Has anyone had any dealings with this man? Ordered a catarpult from him over 3 weeks ago and its not arrived, had no reply from emails sent and am now contacted paypal regarding this matter. All i can say is i didnt know about gamekeeper john when i placed the order so john, expect an order of me next week


----------



## slingshot_sniper (Feb 20, 2011)

I have not and I will not,some report months before they get what they pay for.









Have you tried contacting via jacksshed?


----------



## hotrodjay (Jun 15, 2011)

off to try via jacks shed, i really would advise against anyone buying from hunter, the lack of customer contact is just not on in this day and age! Just wish i had known this before ordering


----------



## hotrodjay (Jun 15, 2011)

off to try via jacks shed, i really would advise against anyone buying from hunter, the lack of customer contact is just not on in this day and age! Just wish i had known this before ordering


----------



## A+ Slingshots (Jan 22, 2010)

I know he has sold a lot of catties!!! I'd give him the benefit of the doubt.... Lots of things can happen as to why no slinghot or contact in an internet only business.
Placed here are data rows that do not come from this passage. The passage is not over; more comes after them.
PR #57, opened 2024-10-18
Fix/compile errors or warnings

jukkar:
Something I noticed while working on build tests for hostap in https://github.com/zephyrproject-rtos/zephyr/pull/79973

### DIFF
--- a/src/common/dpp_tcp.c
+++ b/src/common/dpp_tcp.c
@@ -583,7 +583,7 @@ int dpp_relay_rx_gas_req(struct dpp_global *dpp, const u8 *src, const u8 *data,
 			 size_t data_len)
 {
 	struct dpp_relay_controller *ctrl;
-	struct dpp_connection *conn, *found = NULL;
+	struct dpp_connection *conn = NULL, *found = NULL;
 	struct wpabuf *msg;
 
 	/* Check if there is a successfully completed authentication for this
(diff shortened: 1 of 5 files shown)


rlubos (approved):

src/common/dpp_tcp.c
```diff
@@ -583,7 +583,7 @@ int dpp_relay_rx_gas_req(struct dpp_global *dpp, const u8 *src, const u8 *data,
 			 size_t data_len)
 {
 	struct dpp_relay_controller *ctrl;
-	struct dpp_connection *conn, *found = NULL;
+	struct dpp_connection *conn = NULL, *found = NULL;
```
dleach02, line 586: nice... this is why I also don't like doing this... my personal style is to put each declare on its own line.

wpa_supplicant/p2p_supplicant.c
```diff
@@ -5210,7 +5210,7 @@ static int wpas_p2p_peer_go(struct wpa_supplicant *wpa_s,
 	updated = os_reltime_before(&wpa_s->p2p_auto_started,
 				    &bss->last_update);
 	wpa_printf(MSG_DEBUG, "P2P: Current BSS entry for peer updated at "
-		   "%lld.%06lld (%supdated in last scan)",
+		   "%ld.%06ld (%supdated in last scan)",
```
dleach02, line 5213: is this format architecture dependent? I'm guessing this is a warning if you do it wrong?

dleach02 (approved):

wpa_supplicant/p2p_supplicant.c
jukkar: This is actually reverting the changes I did when porting hostap to upstream zephyr, so I added the `%lld`, but then dbe9b099edf2c54ce2c04c93ac6b952dbb798fe9 changed the `os_time_t` back to the original (in order to not do so much changes in the code). But some of my conversions were missed.

jukkar:
@krish2718 PTAL

krish2718 (approved):

PR #58, opened 2024-10-19
[noup] wpa_ctrl: Add a config option for WPA control timeout

krish2718:
WPA control interface timeout is hardcoded to 10s, use the newly introduced configuration option, this is needed sometimes as a workaround e.g., crypto taking too long to complete the request.

Work around for #79834.

Note: Though a generic change, this is marked as `noup` because typically 10s timeout is plenty and I don't think an extra config option would be welcomed :).

### DIFF
--- a/src/common/wpa_ctrl.c
+++ b/src/common/wpa_ctrl.c
@@ -548,7 +548,7 @@ retry_send:
 	os_free(cmd_buf);
 
 	for (;;) {
-		tv.tv_sec = 10;
+		tv.tv_sec = CONFIG_WIFI_NM_WPA_CTRL_RESP_TIMEOUT_S;
 		tv.tv_usec = 0;
 		FD_ZERO(&rfds);
 		FD_SET(ctrl->s, &rfds);


krish2718:
@fengming-ye FYI

fengming-ye:
Okay to me. Though it does not fix our issue of WPA2 AP enable slowly. And I must say if some response comes after 10 seconds, it may be an issue. So we need to find the root cause. This may cover some slow reponse by our change or origin wpa_supplicant impl(which I doubt would happen).
But agian I'm okay with this.

fengming-ye (approved):

sachinthegreen (approved):

krish2718:
>  And I must say if some response comes after 10 seconds, it may be an issue. So we need to find the root cause. This may cover some slow reponse by our change or origin wpa_supplicant impl(which I doubt would happen).

Absolutely this is just a temporary workaround to increase from 10s -> 15s, I will revert this once we find the root cause of why PBKDF2 takes longer (and time varies per-sample).

jukkar (approved):

PR #59, opened 2024-10-22
Fix mbedtls private access

krish2718:
Fixes a access of private members.

@fengming-ye FYI.

### DIFF
--- a/src/crypto/tls_mbedtls_alt.c
+++ b/src/crypto/tls_mbedtls_alt.c
@@ -76,10 +76,6 @@
 #include <mbedtls/net.h>
 #endif
 
-#ifndef MBEDTLS_PRIVATE
-#define MBEDTLS_PRIVATE(x) x
-#endif
-
 #if MBEDTLS_VERSION_NUMBER < 0x03020000 /* mbedtls 3.2.0 */
 #define mbedtls_ssl_get_ciphersuite_id_from_ssl(ssl) \
     ((ssl)->MBEDTLS_PRIVATE(session) ? (ssl)->MBEDTLS_PRIVATE(session)->MBEDTLS_PRIVATE(ciphersuite) : 0)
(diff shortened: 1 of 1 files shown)


fengming-ye (approved):

fengming-ye:
Thanks for the fix. But I still wonder why this build error happens. For tls_mbedtls_alt.c if TLS_MBEDTLS_CERT_DISABLE_KEY_USAGE_CHECK defined, MBEDTLS_ALLOW_PRIVATE_ACCESS must be defined. Then in private_access.h #define MBEDTLS_PRIVATE(member) member. So tls_mbedtls_alt.c will include x509_crt.h of struct mbedtls_x509_crt -> int MBEDTLS_PRIVATE(ext_types) as ->ext_types.
So why is there build error?

rlubos (approved):

krish2718:
> Thanks for the fix. But I still wonder why this build error happens. For tls_mbedtls_alt.c if TLS_MBEDTLS_CERT_DISABLE_KEY_USAGE_CHECK defined, MBEDTLS_ALLOW_PRIVATE_ACCESS must be defined. Then in private_access.h #define MBEDTLS_PRIVATE(member) member. So tls_mbedtls_alt.c will include x509_crt.h of struct mbedtls_x509_crt -> int MBEDTLS_PRIVATE(ext_types) as ->ext_types. So why is there build error?

As I said in the commit log, there was a mismatch where `x509_crt.h` was declaring it as private. In our case below is the scenario

```
#include <mbedtls/private_access.h> // as MBEDTLS_ALLOW_PRIVATE_ACCESS is not enabled, the macro is `private_##member`
#include <mbedtls/x509_crt.h> // member is `private_ext_types`
#include <some_other_platform_file> // this file does: #define MBEDTLS_ALLOW_PRIVATE_ACCESS

#ifdef MBEDTLS_ALLOW_PRIVATE_ACCESS
#define TLS_MBEDTLS_CERT_DISABLE_KEY_USAGE_CHECK // this will now be enabled due to above define
#endif

crt->ext_types; // this fails

MBEDTLS_PRIVATE(ext_types); // this works because, the macros is already instantiated with private_##member.
```

jukkar (approved):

I'd try Jacks Shed to contact before giving up.


----------



## Dayhiker (Mar 13, 2010)

I like Fish and I have one of his slingshots. But he seems to be falling apart lately. He makes a lot of different things and sells them. Could be he is spreading himself too thin.


----------



## hotrodjay (Jun 15, 2011)

Well it arrived yesterday, no word of why it was late but it is a thing to be lusted after so well worth the wait







now to go practice shooting


----------



## erlkonig (Mar 31, 2011)

HC's problem - 1. Royal mail

2. Commuication


----------